The tracking page is pretty shit at updating though. Usually your local postal service will have up to date tracking info after it leaves China but the original tracking page will still be stuck at the same cryptic message that claims it's still in China.
I don't understand where people are getting this rumor that they are not trustworthy from. I've seen people mention it every time eachmall is brought up but I've never seen any proof or source for their claims. For all I know people may have been paid by other sites to spread the rumor.


----------



## ClericLaw (Dec 15, 2014)

uhh i bought from them, genuine gateway, took 7 days


----------



## Xx3DSHACKERxX (Dec 15, 2014)

Does this really work?



> How to use PayPal with eachmall
> 
> 1. create an eachmall account.
> 2. go to eachmall.me make sure youre logged in and wishlist the gateway card.
> ...


----------



## x06xp (Dec 15, 2014)

dude why in the world did you choose to order something in this month? the busys month in the year to ever get anythnig from china?


----------



## Deleted User (Dec 15, 2014)

I honestly don't know anything about eachmall, but if you ask me, you should be cautious when you buy anywhere that ships out of China, because, as you most likely know, that's where the majority of bootleg products come from.


----------



## tyons (Dec 15, 2014)

I ordered from them on november/december too and my gateway arrived. only it took a loooot of time. but it arrived.


----------



## Pox (Dec 15, 2014)

They are fine store, once you get verified with ID.
I got my GW from them 2 weeks after it was shipped, and up till now all is ok.


----------



## ricosuave0922 (Dec 15, 2014)

I ordered one from them on Dec. 2nd as well. The tracking showed it sitting in China for quite a long time and I started looking around at reviews and I was getting very nervous. They seem to have a ton of terrible reviews online. But it did show up in the US last Thursday and showed up at my house today. Everything seems to be legit.


----------



## FireEmblemGuy (Dec 15, 2014)

As far as flashcarts go, I've never had any real issue with them. If it's a bottom-of-the-barrel R4 clone, they're cheap enough about it that they won't even attach the labels, but with a Gateway I'm sure that won't happen. I've only ever used their standard shipping option, though.


----------



## ricosuave0922 (Dec 15, 2014)

FireEmblemGuy said:


> As far as flashcarts go, I've never had any real issue with them. If it's a bottom-of-the-barrel R4 clone, they're cheap enough about it that they won't even attach the labels, but with a Gateway I'm sure that won't happen. I've only ever used their standard shipping option, though.
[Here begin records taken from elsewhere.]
PR #12378, opened 2024-05-14
Refactor/send form redux cleanup

PeKne:
Batch of send form redux logic refactoring. I recommend to review this PR commit by commit.

## Description
- [refactor(suite): signed transaction data stored in redux send form state](https://github.com/trezor/trezor-suite/pull/12378/commits/b8fe6faa83f61c7260a2410229ab2d7b270fbf3d): signed transaction unserialized data stored in redux state so it does not have to be passed between thunks as an argument

- [refactor(suite): send form common thunks are rejected on fail](https://github.com/trezor/trezor-suite/pull/12378/commits/b3047003876ab1f5901378065c8c9805bb01f558): suite-common sendFormThunks utilize redux-toolkit `rejectWithValue` for better error handling
- [refactor(suite): send form precomposed transaction arguments naming unified](https://github.com/trezor/trezor-suite/pull/12378/commits/2492c1dc2aec14f0e4913ec2b8ed5b3e07e85c6c): naming of `precomposedForm` arguments unified for better readability
- [refactor(suite): unify send form precomposed-transaction types naming](https://github.com/trezor/trezor-suite/pull/12378/commits/ccb9c1574f02a7d0c7ae036db3d6a4fd4c7b7347): There are two types of a successful precomposedTransaction. One for Cardano and other for rest of the networks. This commit makes the naming of these types clearer.
- [refactor(suite): split pushSendFormTransactionThunk into sub-thunks](https://github.com/trezor/trezor-suite/pull/12378/commits/b84f20bf29c9af3adfde81221c30a402a25b64d2): Bulky pushSendFormTransactionThunk was split into smaller sub-thunks. Some of theme were needed only by desktop, these were moved to `packages/suite` package.
- [refactor(suite): convert send form drafts amount units refactored](https://github.com/trezor/trezor-suite/pull/12378/commits/d381866d6d9799b9aa4dddee4a17da33e671e29a)
- [refactor(suite): redundant precomposedForm state removed from sendFormReducer](https://github.com/trezor/trezor-suite/pull/12378/commits/aea18e1c1128afaacd945b9c9150054987ca931f)

### DIFF
--- a/packages/suite/src/actions/wallet/send/sendFormThunks.ts
+++ b/packages/suite/src/actions/wallet/send/sendFormThunks.ts
@@ -114,7 +114,7 @@ export const signAndPushSendFormTransactionThunk = createThunk(
         // this action is blocked by modalActions.preserve()
         dispatch(modalActions.preserve());
 
-        const { serializedTx, signedTransaction } = await dispatch(
+        const { serializedTx } = await dispatch(
             signTransactionThunk({
                 formValues,
                 transactionInfo: enhancedTxInfo,
@@ -137,7 +137,6 @@ export const signAndPushSendFormTransactionThunk = createThunk(
             // push tx to the network
             return dispatch(
                 pushSendFormTransactionThunk({
-                    signedTransaction,
                     selectedAccount,
                 }),
             ).unwrap();
--- a/packages/suite/src/actions/wallet/send/sendFormThunks.ts
+++ b/packages/suite/src/actions/wallet/send/sendFormThunks.ts
@@ -14,10 +14,10 @@ import {
     pushSendFormTransactionThunk,
     replaceTransactionThunk,
     selectDevice,
-    selectPrecomposedSendForm,
     selectSendFormDrafts,
     signTransactionThunk,
     sendFormActions,
+    selectSendFormDraftByAccountKey,
 } from '@suite-common/wallet-core';
 import { isCardanoTx } from '@suite-common/wallet-utils';
 import { MetadataAddPayload } from '@suite-common/metadata-types';
@@ -28,7 +28,7 @@ import {
     selectSelectedAccountKey,
     selectIsSelectedAccountLoaded,
 } from 'src/reducers/wallet/selectedAccountReducer';
-import { findLabelsToBeMovedOrDeleted } from '../moveLabelsForRbfActions';
+import { findLabelsToBeMovedOrDeleted, moveLabelsForRbfAction } from '../moveLabelsForRbfActions';
 import { selectMetadata } from 'src/reducers/suite/metadataReducer';
 import * as metadataLabelingActions from 'src/actions/suite/metadataLabelingActions';
 import * as modalActions from 'src/actions/suite/modalActions';
@@ -95,19 +95,15 @@ const updateRbfLabelsThunk = createThunk(
     (
         {
             labelsToBeEdited,
-            precomposedTx,
+            precomposedTransaction,
             txid,
         }: {
             labelsToBeEdited: RbfLabelsToBeUpdated;
-            precomposedTx: PrecomposedTransactionFinal;
+            precomposedTransaction: PrecomposedTransactionFinal;
             txid: string;
         },
-        { dispatch, extra },
+        { dispatch },
     ) => {
-        const {
-            thunks: { moveLabelsForRbfAction },
-        } = extra;
-
         dispatch(
             moveLabelsForRbfAction({
                 toBeMovedOrDeletedList: labelsToBeEdited,
@@ -120,7 +116,7 @@ const updateRbfLabelsThunk = createThunk(
         // this will update transaction details (like time, fee etc.)
         dispatch(
             replaceTransactionThunk({
-                precomposedTx,
+                precomposedTransaction,
                 newTxid: txid,
             }),
         );
@@ -132,63 +128,61 @@ const applySendFormMetadataLabelsThunk = createThunk(
     (
         {
             selectedAccount,
-            precomposedTx,
+            precomposedTransaction,
             txid,
         }: {
             selectedAccount: Account;
-            precomposedTx: GeneralPrecomposedTransactionFinal;
+            precomposedTransaction: GeneralPrecomposedTransactionFinal;
             txid: string;
         },
         { dispatch, getState },
     ) => {
         const metadata = selectMetadata(getState());
-        if (metadata.enabled) {
-            const precomposedForm = selectPrecomposedSendForm(getState());
-            let outputsPermutation: number[];
-            if (isCardanoTx(selectedAccount, precomposedTx)) {
-                // cardano preserves order of outputs
-                outputsPermutation = precomposedTx?.outputs.map((_o, i) => i);
-            } else {
-                outputsPermutation = precomposedTx?.outputsPermutation;
-            }
 
-            const synchronize = getSynchronize();
+        if (!metadata.enabled) return;
 
-            precomposedForm?.outputs
-                // create array of metadata objects
-                .map((formOutput, index) => {
-                    const { label } = formOutput;
-                    // final ordering of outputs differs from order in send form
-                    // outputsPermutation contains mapping from @trezor/utxo-lib outputs to send form outputs
-                    // mapping goes like this: Array<@trezor/utxo-lib index : send form index>
-                    const outputIndex = outputsPermutation.findIndex(p => p === index);
-                    const outputMetadata: Extract<MetadataAddPayload, { type: 'outputLabel' }> = {
-                        type: 'outputLabel',
-                        entityKey: selectedAccount.key,
-                        txid,
-                        outputIndex,
-                        value: label,
-                        defaultValue: '',
-                    };
+        const formDraft = selectSendFormDraftByAccountKey(getState(), selectedAccount.key);
 
-                    return outputMetadata;
-                })
-                // filter out empty values AFTER creating metadata objects (see outputs mapping above)
-                .filter(output => output.value)
-                // propagate metadata to reducers and persistent storage
-                .forEach((output, index, arr) => {
-                    const isLast = index === arr.length - 1;
+        const outputsPermutation = isCardanoTx(selectedAccount, precomposedTransaction)
+            ? precomposedTransaction?.outputs.map((_o, i) => i) // cardano preserves order of outputs
+            : precomposedTransaction?.outputsPermutation;
 
-                    synchronize(() =>
-                        dispatch(
-                            metadataLabelingActions.addAccountMetadata({
-                                ...output,
-                                skipSave: !isLast,
-                            }),
-                        ),
-                    );
-                });
-        }
+        const synchronize = getSynchronize();
+
+        formDraft?.outputs
+            // create array of metadata objects
+            .map((formOutput, index) => {
+                const { label } = formOutput;
+                // final ordering of outputs differs from order in send form
+                // outputsPermutation contains mapping from @trezor/utxo-lib outputs to send form outputs
+                // mapping goes like this: Array<@trezor/utxo-lib index : send form index>
+                const outputIndex = outputsPermutation.findIndex(p => p === index);
+                const outputMetadata: Extract<MetadataAddPayload, { type: 'outputLabel' }> = {
+                    type: 'outputLabel',
+                    entityKey: selectedAccount.key,
+                    txid,
+                    outputIndex,
+                    value: label,
+                    defaultValue: '',
+                };
+
+                return outputMetadata;
+            })
+            // filter out empty values AFTER creating metadata objects (see outputs mapping above)
+            .filter(output => output.value)
+            // propagate metadata to reducers and persistent storage
+            .forEach((output, index, arr) => {
+                const isLast = index === arr.length - 1;
+
+                synchronize(() =>
+                    dispatch(
+                        metadataLabelingActions.addAccountMetadata({
+                            ...output,
+                            skipSave: !isLast,
+                        }),
+                    ),
+                );
+            });
     },
 );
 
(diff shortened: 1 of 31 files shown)


suite-common/wallet-core/src/send/sendFormActions.ts
```diff
@@ -28,15 +28,15 @@ const storePrecomposedTransaction = createAction(
...
+        precomposedTransaction: GeneralPrecomposedTransactionFinal;
     }) => ({
         payload,
     }),
 );
 
 const storeSignedTransaction = createAction(
     `${SEND_MODULE_PREFIX}/store-signed-transaction`,
-    (payload: FormSignedTx) => ({
+    (payload: { serializedTx: SerializedTx; signedTx?: BlockbookTransaction }) => ({
```
vytick, line 40: will it work if the txn is from nonblockbook blockchains like solana, ripple or cardano?

packages/suite/src/actions/wallet/send/sendFormThunks.ts
```diff
@@ -80,44 +90,144 @@ export const importSendFormRequestThunk = createThunk(
...
+            precomposedTx: PrecomposedTransactionFinal;
+            txid: string;
+        },
+        { dispatch, extra },
+    ) => {
+        const {
+            thunks: { moveLabelsForRbfAction },
+        } = extra;
+
+        if (labelsToBeEdited !== undefined) {
```
vytick: can labelsToBeEdited be undefined? It looks like no. If so, can you, please, update type?

packages/suite/src/actions/wallet/send/sendFormThunks.ts
```diff
@@ -80,44 +90,144 @@ export const importSendFormRequestThunk = createThunk(
...
+                .map((formOutput, index) => {
+                    const { label } = formOutput;
+                    // final ordering of outputs differs from order in send form
+                    // outputsPermutation contains mapping from @trezor/utxo-lib outputs to send form outputs
+                    // mapping goes like this: Array<@trezor/utxo-lib index : send form index>
+                    const outputIndex = outputsPermutation.findIndex(p => p === index);
+                    const outputMetadata: Extract<MetadataAddPayload, { type: 'outputLabel' }> = {
+                        type: 'outputLabel',
+                        entityKey: selectedAccount.key,
+                        txid, // txid becomes available, use it
```
vytick: what does this comment mean? txid should always be there, shouldnt it?

vytick (commented):
I am not deep in the send here, but it lgtm :) I have a few questions though

suite-common/wallet-core/src/send/sendFormActions.ts
PeKne: Yes, `signedTx` is optional argument. Only BTC networks utilize it.

packages/suite/src/actions/wallet/send/sendFormThunks.ts
PeKne: fixed in e3583e3c18

packages/suite/src/actions/wallet/send/sendFormThunks.ts
PeKne: fixed in e3583e3c18

suite-common/wallet-utils/src/sendFormUtils.ts
```diff
@@ -204,10 +203,7 @@ export const getFeeUnits = (networkType: NetworkType) => {
     return 'sat/B';
 };
 
-export const getFee = (
-    networkType: NetworkType,
-    tx: PrecomposedTransactionFinal | TxFinalCardano,
-) => {
+export const getFee = (networkType: NetworkType, tx: GeneralPrecomposedTransactionFinal) => {
```
juriczech, line 206: nit: I know it's just 2 params, but I think since this will be called from redux, it might be worth doing these functions with named parameters for better readability. Now there are random names and you could call `getFee(someIrrelevantName, differentStupidName)` and it could be confusing there. 

Feel free to ignore.

suite-common/wallet-core/src/transactions/transactionsThunks.ts
```diff
@@ -105,20 +106,22 @@ export const replaceTransactionThunk = createThunk<ReplaceTransactionThunkParams
...
 interface AddFakePendingTransactionParams {
-    transaction: Transaction;
     precomposedTx: PrecomposedTransactionFinal;
     account: Account;
 }
 
 export const addFakePendingTxThunk = createThunk<AddFakePendingTransactionParams>(
     `${TRANSACTIONS_MODULE_PREFIX}/addFakePendingTransaction`,
-    ({ transaction, precomposedTx, account }, { dispatch, getState }) => {
+    ({ precomposedTx, account }, { dispatch, getState, rejectWithValue }) => {
```
juriczech: nit: Please use full name for better readability

```suggestion
    ({ precomposedTransaction, account }, { dispatch, getState, rejectWithValue }) => {
```

packages/suite/src/actions/wallet/send/sendFormThunks.ts
```diff
@@ -80,44 +90,142 @@ export const importSendFormRequestThunk = createThunk(
...
+
+        // notification from the backend may be delayed.
+        // modify affected transaction(s) in the reducer until the real account update occurs.
+        // this will update transaction details (like time, fee etc.)
+        dispatch(
+            replaceTransactionThunk({
+                precomposedTx,
+                newTxid: txid,
+            }),
+        );
```
juriczech: I wonder if we should batch these 2 actions
https://react-redux.js.org/api/batch

packages/suite/src/actions/wallet/send/sendFormThunks.ts
```diff
@@ -130,17 +238,52 @@ export const signAndPushSendFormTransactionThunk = createThunk(
...
+
+            if (isRejected(pushResponse)) {
+                return pushResponse.payload as Unsuccessful;
+            }
+
+            const result = pushResponse.payload;
+            const { txid } = result.payload;
+
+            if (isRbf && rbfLabelsToBeEdited) {
+                await dispatch(
```
juriczech: Redundant `await`. Wonder if we should just batch the dispatch of those two actions here as the thunk seems redundant, but if you feel that it will grow with more functionality, it's okay to keep it I guess.

packages/suite/src/actions/wallet/send/sendFormThunks.ts
```diff
@@ -80,44 +90,142 @@ export const importSendFormRequestThunk = createThunk(
...
+        }: {
+            labelsToBeEdited: RbfLabelsToBeUpdated;
+            precomposedTx: PrecomposedTransactionFinal;
+            txid: string;
+        },
+        { dispatch, extra },
+    ) => {
+        const {
+            thunks: { moveLabelsForRbfAction },
+        } = extra;
```
juriczech: Please avoid extra dependencies here as it can be used straight away by simple dispatch.

packages/suite/src/actions/wallet/send/sendFormThunks.ts
```diff
@@ -80,44 +90,142 @@ export const importSendFormRequestThunk = createThunk(
...
+            txid,
+        }: {
+            selectedAccount: Account;
+            precomposedTx: GeneralPrecomposedTransactionFinal;
+            txid: string;
+        },
+        { dispatch, getState },
+    ) => {
+        const metadata = selectMetadata(getState());
+        if (metadata.enabled) {
```
juriczech:
```suggestion
        if (!metadata.enabled) return rejectWithValue('something')
```

juriczech: And then there's no need for indentation below.

packages/suite/src/actions/wallet/send/sendFormThunks.ts
```diff
@@ -80,44 +90,142 @@ export const importSendFormRequestThunk = createThunk(
...
+            const formDraft = selectSendFormDraftByAccountKey(getState(), selectedAccount.key);
+            let outputsPermutation: number[];
+            if (isCardanoTx(selectedAccount, precomposedTx)) {
+                // cardano preserves order of outputs
+                outputsPermutation = precomposedTx?.outputs.map((_o, i) => i);
+            } else {
+                outputsPermutation = precomposedTx?.outputsPermutation;
+            }
```
juriczech: This could be a simple util function that returns `outputsPermutation: number[];` without the need for variable. Would be much nicer IMO

packages/suite/src/actions/wallet/send/sendFormThunks.ts
```diff
@@ -130,17 +238,52 @@ export const signAndPushSendFormTransactionThunk = createThunk(
         }
 
         // Open a deferred modal and get the decision
-        const decision = await dispatch(
+        const isPushConfirmed = await dispatch(
             modalActions.openDeferredModal({ type: 'review-transaction' }),
         );
-        if (decision) {
+        if (isPushConfirmed) {
```
juriczech: Same here, redundant indentation

packages/suite/src/hooks/wallet/form/useCompose.ts
```diff
@@ -240,7 +240,7 @@ export const useCompose = <TFieldValues extends FormState>({
             const result = await dispatch(
                 signAndPushSendFormTransactionThunk({
                     formValues: values,
-                    transactionInfo: composedTx,
+                    precomposedTransaction: composedTx,
                     selectedAccount,
                 }),
             ).unwrap();
```
juriczech: I know it was named in the past, but can you rename `composedTx` defined few lines above to be `precomposedTransaction`?

packages/suite/src/hooks/wallet/useCoinmarketRecomposeAndSign.ts
```diff
@@ -149,7 +149,7 @@ export const useCoinmarketRecomposeAndSign = () => {
             return dispatch(
                 signAndPushSendFormTransactionThunk({
                     formValues,
-                    transactionInfo: composedToSign,
+                    precomposedTransaction: composedToSign,
```
juriczech: Same here please :pray:

packages/suite/src/hooks/wallet/useSendForm.ts
```diff
@@ -268,7 +268,7 @@ export const useSendForm = (props: UseSendFormProps): SendContextValues => {
             const result = await dispatch(
                 signAndPushSendFormTransactionThunk({
                     formValues: values,
-                    transactionInfo: composedTx,
+                    precomposedTransaction: composedTx,
```
juriczech: Also here

bosomt:
See screenshots, same transaction, `RBF on` but after tx is signed modal reports `RBF off`

Screenshot 2024-05-17 at 11 28 58

Screenshot 2024-05-17 at 11 29 07


**Info:**
 - Suite version: desktop 24.6.0 (a6fe7cdcce320ec50ffd18cb118f07c19fab8b3e)
 - Browser: Mozilla/5.0 (Macintosh; Intel Mac OS X 10_15_7) AppleWebKit/537.36 (KHTML, like Gecko) TrezorSuiteDev/24.6.0 Chrome/118.0.5993.159 Electron/27.3.8 Safari/537.36
 - OS: MacIntel
 - Screen: 1512x982
 - Device: Trezor T2T1 2.7.0 regular (revision 45e8a842a31e62a6d43d7f6ccac62a45e1198ef0)

packages/suite/src/actions/wallet/send/sendFormThunks.ts
PeKne: The refered documentation says that if you are using React 18 (we do), the call of `batch()` is redundant. The newer version of React take care of this under the hood. So I would leave it as it is.

suite-common/wallet-core/src/transactions/transactionsThunks.ts
PeKne: fixed 7b2265b66b

packages/suite/src/actions/wallet/send/sendFormThunks.ts
PeKne: await removed 7b2265b66b

packages/suite/src/actions/wallet/send/sendFormThunks.ts
PeKne: 7b2265b66b

packages/suite/src/actions/wallet/send/sendFormThunks.ts
PeKne: fixed 7b2265b66b. But the `rejectWithValue` was not used, just `return` called. It is because this is a suite desktop  thunk that is called i multiple places in `useSendForm` and it expects a return shape then would `rejectWithValue` created. Then I would have to refactor way more then I wish in this PR.

I believe that this thunks will have to be revisited by desktop team anyway if they decide to do the desktop send form rewrite. So I would leave it like that for now.

packages/suite/src/actions/wallet/send/sendFormThunks.ts
PeKne: I got your concern about the unnecessary `let`. Since it is only three lines of code and the new function would not be used anywhere else, I decided to change it to ternary operator call instead, Fixed by 7b2265b66b.

packages/suite/src/actions/wallet/send/sendFormThunks.ts
PeKne: fixed 7b2265b66b, same coment as above applies.

packages/suite/src/hooks/wallet/form/useCompose.ts
PeKne: 7b2265b66b

packages/suite/src/hooks/wallet/useCoinmarketRecomposeAndSign.ts
PeKne: 7b2265b66b

packages/suite/src/hooks/wallet/useSendForm.ts
PeKne: 7b2265b66b

PeKne:
@bosomt The problem should be fixed by: [f635113](https://github.com/trezor/trezor-suite/pull/12378/commits/f635113d422ec705ce7b29cfa525f588f980a1d5)

Please test it again 🙏.

bosomt:
**QA OK**

yes fixed  and overall OK , i think we can merge it to develop

**Info:**
 - Suite version: web 24.6.0 (31b59dc33073b61623beb11c4b6347e10d4625e0)
 - Browser: Mozilla/5.0 (Macintosh; Intel Mac OS X 10.15; rv:126.0) Gecko/20100101 Firefox/126.0
 - OS: MacIntel
 - Screen: 1512x982
 - Device: Trezor T2T1 2.7.0 regular (revision 45e8a842a31e62a6d43d7f6ccac62a45e1198ef0)

juriczech (approved):

suite-common/wallet-utils/src/sendFormUtils.ts
PeKne: Oh, I forgot to answer to this no. I would rather not touch this. If I change the parameteres of this function, I think I should also change the parameters of all the other functions of this utils file. ALso this function is impoted to many places, so it would create a huge diff. 

I got your point and agree with you, but I would rather avoid this.

marekrjpolak (commented):
Looks good in general, a lot of work has been done here.

The only thing I'm not quite happy about is the first commit: I prefer passing required arguments explicitly between the stages of a single process, rather than using the global state for it. That way:
- data validation is performed by type checking in development time instead of runtime checks
- functions (mostly thunks in this case) have as few side effects as possible while having as few dependencies as possible at the same time
- less code is needed to pass an argument than to store it into the state, read it somewhere else and validate that it is in fact there
- less effort is needed to understand the code if it's directly visible what the function needs in order to work and what it produces without looking into its implementation (that's why pure functions are so beautiful)

In this case it seems that `signedTx` and `serializedTx` are both stored at the beginning of `signAndPushSendFormTransactionThunk` (or its subroutine) and needed somewhere at the end of it, therefore I don't see a reason for using global state other than hiding the complexity of passing the parameters, which makes the overall complexity bigger instead of smaller imo.

I'm not saying it cannot be merged as it is, but I'll try to look at it a bit more if you don't mind.

marekrjpolak (approved):
After call I agree that as a prerequisite for send functionality in native app this may make sense. :+1:  :shipit:

PR #12411, opened 2024-05-15
feat(transport): make signal required param

mroz22:
- [cf97b8d](https://github.com/trezor/trezor-suite/pull/12411/commits/cf97b8df95c5787eb7cecb3ecf7124ce70e9d80c) might be interesting for @Nodonisko or maybe @matejkriz. We don't really want to force implementors of connect, who need to pass a custom transport to call its constructor. so here I made changes that connect accepts transport class constructor instead of its instance. should be ok, tested it.
- other than that this is fixing `Jest did not exit one second after the test run has completed.` in `yarn workspace @trezor/transport test:unit` reported today by @szymonlesisz 

Followups: 

- pass abortController.signal from connect core to device list. This required slightly [more changes in core ](https://github.com/trezor/trezor-suite/blob/develop/packages/connect/src/core/index.ts#L1035) so  I suggest doing it in a followup.

### DIFF
--- a/packages/connect/src/device/DeviceList.ts
+++ b/packages/connect/src/device/DeviceList.ts
@@ -78,42 +78,30 @@ export class DeviceList extends TypedEmitter<DeviceListEvents> {
 
         const transportLogger = initLog('@trezor/transport', debug);
 
+        const transportCommonArgs = {
+            messages: this.messages,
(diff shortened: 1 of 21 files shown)


martykan (approved):
LGTM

eachmall was bottom of the barel then haha. I had to apply my own stickers and the gateway packaging wasn't even assembled, the box was still flat. At least it is a legit cartridge and not a clone so I couldnt really care less about them not assembling the box or applying stickers.


----------



## t123a1 (Dec 15, 2014)

Tomorrow I'm going to order mine from Playmods. It's a Big mistake or am I doing a great deal?


----------



## FireEmblemGuy (Dec 15, 2014)

Flattened boxes are common just to save on airmail costs. I just figured that the labels weren't on mine because it was too much effort for an R4 that cost under $2, but maybe they're just too lazy for any cart.


----------



## Zidapi (Dec 15, 2014)

5-8 days is the time the item will be in transit, _not_ from the moment you order to the moment it arrives. They're likely awaiting stock. Delays are also to be expected as Christmas approached.


----------



## clock (Dec 16, 2014)

Hello I was thinking of getting another gateway for my friend. When I check out at eachmall.me there's only 1 option for payment method and that's western union. Are there any ways to pay with Visa or Paypal?


----------



## Oishikatta (Dec 16, 2014)

clock said:


> Hello I was thinking of getting another gateway for my friend. When I check out at eachmall.me there's only 1 option for payment method and that's western union. Are there any ways to pay with Visa or Paypal?


 
I tried to order from them as well, but had the same issue.

They also only give partial instructions if you do try to use western union, so you'd have no way of knowing if you're doing it right and then you can't get it back if it's wrong.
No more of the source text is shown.